Example Usage of the Class
You will just replace the exporter by calling the class and pass the serving_input_receiver_fn.

def serving_input_receiver_fn():
    inputs = {'my_dense_input': tf.compat.v1.placeholder(shape=[None, 4], dtype=tf.float32)}
    return tf.estimator.export.ServingInputReceiver(inputs, inputs)

exporter = BestCheckpointsExporter(serving_input_receiver_fn=serving_input_receiver_fn) 

train_spec_dnn = tf.estimator.TrainSpec(input_fn = input_fn, max_steps=5)

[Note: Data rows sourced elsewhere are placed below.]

PR #1798, opened 2019-01-27
Add fromstream_with_dups() builtin (fix #1795)

### LINKED ISSUE #1795: Unexpected behavior with duplicate attributes
**Actual behavior:**
```
$ echo '{"a" : "b", "a" : "c" }' | jq '.a'
"c"
```
Duplicate keys are valid, but discouraged, in JSON. https://dzone.com/articles/duplicate-keys-in-json-objects

**Expected behavior:**
Both `b` and `c` are output.

**Environment:**
 - OS and Version: macOS 10.14.2
 - jq version: 1.5

nicowilliams:
This commit adds a pair of built-ins for dealing with streamed JSON
texts that have duplicate keys.

Eventually we may need a `tostream_with_dups` as well that implements a
convention that array values in objects are to be presented as duplicate
keys with array elements as values.  There are ambiguity issues, like
how should one stream `{"a":[]}`.

### DIFF
--- a/.travis.yml
+++ b/.travis.yml
@@ -24,6 +24,7 @@ jobs:
                         - valgrind
                         - bison
                         - automake
+                        - git
 
             before_install:
                 - uname -s
--- a/.travis.yml
+++ b/.travis.yml
@@ -105,8 +105,8 @@ jobs:
                 - uname -s
                 - brew update
                 - brew install flex bison
-                - rvm install ruby-1.9.3-p551
-                - rvm use 1.9.3
+                - rvm install ruby-2.3.0
+                - rvm use 2.3.0
                 - gem install bundler
                 - rm src/{lexer,parser}.{c,h}
                 - sed -i.bak '/^AM_INIT_AUTOMAKE(\[-Wno-portability 1\.14\])$/s/14/11/' modules/oniguruma/configure.ac
--- a/docs/content/3.manual/manual.yml
+++ b/docs/content/3.manual/manual.yml
@@ -2924,6 +2924,9 @@ sections:
       single JSON text that is 1GB in size, streaming it will allow you
       to process it much more quickly.
 
+      Streaming not only allows for online consumption of large JSON
+      texts, but also allows for processing of duplicate object keys.
+
       However, streaming isn't easy to deal with as the jq program will
       have `[<path>, <leaf-value>]` (and a few other forms) as inputs.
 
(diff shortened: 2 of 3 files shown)


emanuele6:
I just found this PR; `fromstream_with_dups` does not seem to work very well:

```
$ ./jq -c --stream <<< '{"a":0,"b":2,"a":[10]}'
[["a"],0]
[["b"],2]
[["a",0],10]
[["a",0]]
[["a"]]
```

If I run `fromstream_with_dups([["a"],0],[["b"],2],[["a",0],10],[["a",0]],[["a"]])`, I get `{"a":[10],"b":[2]}` instead of `{"a":[0,[10]],"b":[2]}`

nicowilliams:
> I just found this PR; `fromstream_with_dups` does not seem to work very well:

Ay, blast from the past -- stuff I've forgotten about.

> ```
> $ ./jq -c --stream <<< '{"a":0,"b":2,"a":[10]}'
> [["a"],0]
> [["b"],2]
> [["a",0],10]
> [["a",0]]
> [["a"]]
> ```
> 
> If I run `fromstream_with_dups([["a"],0],[["b"],2],[["a",0],10],[["a",0]],[["a"]])`, I get `{"a":[10],"b":[2]}` instead of `{"a":[0,[10]],"b":[2]}`

Why would you expect the above to yield `{"a":[0,[10]],"b":[2]}`?  I definitely only expect it to yield `{"a":[10],"b":[2]}`.

emanuele6:
> Why would you expect the above to yield `{"a":[0,[10]],"b":[2]}`? I definitely only expect it to yield `{"a":[10],"b":[2]}`.

Because the input object had two "a" keys, one was `0`, and the other one was `[10]`. If i had two "a" keys of which one was `0`, and the other one was `1`, this would have yielded `{"a":[0,1]}` so why would it not yield `{"a":[0,[10]]}` if one of the values is an array?
Is this function not supposed to return a value in which all the objects have array values with one or more elements that are all the values in the input for a given key?

nicowilliams:
> Because the input object had two "a" keys, one was `0`, and the other one was `[10]`. If i had two "a" keys of which one was `0`, and the other one was `1`, this would have yielded `{"a":[0,1]}` so why would it not yield `{"a":[0,[10]]}` if one of the values is an array?

We have first `[["a"],0]` which says that the top-level is an object and it has an `"a"` with value `0`.

Then we have `[["a"],<something-else>]`, so that _replaces_ the `0`.

If `.a` is to be an array then we expect `[["a",<index>],<value>]`, and then if we see multiple different array indices, then we build an array at `.a` with those values at those indices.

In this example though we're not doing that the first time we see a `.a` (`[["a"],0]`), and later when we see `[["a",0],10]` and until then `.a` was not an array, well then we have to replace `.a` with an array with `10` as the first value, so `{"a":0, ...}` becomes `{"a":[10], ...}`.

Now if we see `[["a",0],10]` then `[["a",1],20]`, then by the time we see `[["a",1],20]` we have `{"a":[10], ...}` and `["a",1]` is not a duplicate, so we can set the value at index `1` of `.a` to `20` and end up with `{"a":[10,20], ...}`.

If the stream isn't exactly well-formed and we see `[["a",0],10]` then `[["a",3],20]`, we'll end up with `{"a":[10,null,null,20], ...}`, so it's a bit forgiving, just like it's forgiving of dups in the same way that the jq JSON parser is in that the last value of a duplicate wins -- we don't gather all the dups into arrays:

```
: ; echo '{"a":0,"a":1}'|./jq -c .
{"a":1}
```

and the streaming parser is even more forgiving because it's stateless, so it preserves dups that the non-streaming parser doesn't:

```
: ; echo '{"a":0,"a":1}'|./jq -c --stream .
[["a"],0]
[["a"],1]
[["a"]]
```

> Is this function not supposed to return a value in which all the objects have array values with one or more elements that are all the values in the input for a given key?

No, because the values of any object keys don't have to be arrays -- they can be any other JSON type.

emanuele6:
> If the stream isn't exactly well-formed and we see `[["a",0],10]` then `[["a",3],20]`, we'll end up with `{"a":[10,null,null,20], ...}`, so it's a bit forgiving, just like it's forgiving of dups in the same way that the jq JSON parser is in that the last value of a duplicate wins -- we don't gather all the dups into arrays:
> ```
> : ; echo '{"a":0,"a":1}'|./jq -c .
> {"a":1}
> ```

I know how `--stream` works, but this `fromstream_with_dups` function does try to gather all the dups (and unique key element too) into arrays (note that `b` is also wrapped in an array):
```
$ ./jq --stream -n 'fromstream_with_dups(inputs)' <<< '{"a":0,"b":2,"a":[],"a":3}'
{
  "a": [
    0,
    [],
    3
  ],
  "b": [
    2
  ]
}
```
And it only succeeds in doing that if the duplicate values are scalars or `[]`/`{}`. If you have an object duplicate, it errors, and if you have an array duplicate, it overwrites what has been collected so far with that array.

```
{"a":1,"a":[10,3],"b":"foo","a":4}
=> {"a":[10,3,4],"b":"foo"}
{"a":1,"a":2,"b":{"x":3,"y":4}}
=> {"a":[1,2],"b":{"x":[3],"y":[4]}
```

If that is your intended behaviour, it does not seem very useful.

nicowilliams:
Oh, hah, I hadn't read this code :/

I say we close this.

eval_spec_dnn = tf.estimator.EvalSpec(input_fn=input_fn,exporters=exporter,start_delay_secs=0,throttle_secs=15)
(x, y) =  tf.estimator.train_and_evaluate(keras_estimator, train_spec_dnn, eval_spec_dnn)

At this point, It will save the best-exported model checkpoint files in the folder you have specified.

For loading the checkpoint files you need to do the following steps:
Step 1: Rebuild your model instance

def build_model():
    model = tf.keras.models.Sequential()
    model.add(...)
    model.compile(...)

    return model

model = build_model()

Step 2: use the model load_weights API
Reference URL: https://www.tensorflow.org/tutorials/keras/save_and_load

ck_path = tf.train.latest_checkpoint('PATH TO BEST EXPORTER CHECKPOINT FILES')
model.load_weights(ck_path)

## From there you will be able to call the predict & evaluate the functionality of the trained model

##PREDICT
prediction = model.predict(x)

##EVALUATE
for features_batch, labels_batch in input_fn().take(1):
  model.evaluate(features_batch, labels_batch)

Note: All of these have been simulated on google colab.